> [Brief]
Whatever appears in the listing must be reproduced exactly.

> [Material provided]
⟨
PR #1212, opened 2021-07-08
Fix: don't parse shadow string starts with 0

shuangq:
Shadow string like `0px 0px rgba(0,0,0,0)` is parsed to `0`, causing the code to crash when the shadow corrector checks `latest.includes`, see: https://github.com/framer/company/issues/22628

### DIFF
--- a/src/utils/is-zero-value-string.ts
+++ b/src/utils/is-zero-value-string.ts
⟩
> [Written response]
PR #1212, opened 2021-07-08
Fix: don't parse shadow string starts with 0

shuangq:
Shadow string like `0px 0px rgba(0,0,0,0)` is parsed to `0`, causing the code to crash when the shadow corrector checks `latest.includes`, see: https://github.com/framer/company/issues/22628

### DIFF
--- a/src/utils/is-zero-value-string.ts
+++ b/src/utils/is-zero-value-string.ts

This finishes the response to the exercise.